Work task
Copy out each line of the data below in which "class" appears.

Record extracts

PR #522, opened 2022-03-10
fix(worker)!: Mark activity errors retryable

### LINKED ISSUE #521: Activity not found and activity arg conversion errors should be retryable.
### Describe the bug

Marked as non-retryable at https://github.com/temporalio/sdk-typescript/blob/v0.18.0/packages/worker/src/worker.ts#L474 and https://github.com/temporalio/sdk-typescript/blob/v0.18.0/packages/worker/src/worker.ts#L496 but after checking our other SDKs, this should be a retryable error.

lorensr:
Before this fix, the ApplicationFailures returned by the Worker in these
two circumstances were not retryable:

- Activity not found
- Failed to parse Activity args

Closes #521

### DIFF
--- a/packages/common/src/failure.ts
+++ b/packages/common/src/failure.ts
@@ -79,7 +79,7 @@ export class ServerFailure extends TemporalFailure {
  * Any unhandled exception which doesn't extend {@link TemporalFailure} is converted to an
  * instance of this class before being returned to a caller.
  *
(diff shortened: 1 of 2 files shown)


bergundy (approved):
LGTM assuming this behavior was confirmed to be correct, CC @cretz

bergundy:
Saw the original issue, thanks @cretz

Task solution
@@ -79,7 +79,7 @@ export class ServerFailure extends TemporalFailure {
  * instance of this class before being returned to a caller.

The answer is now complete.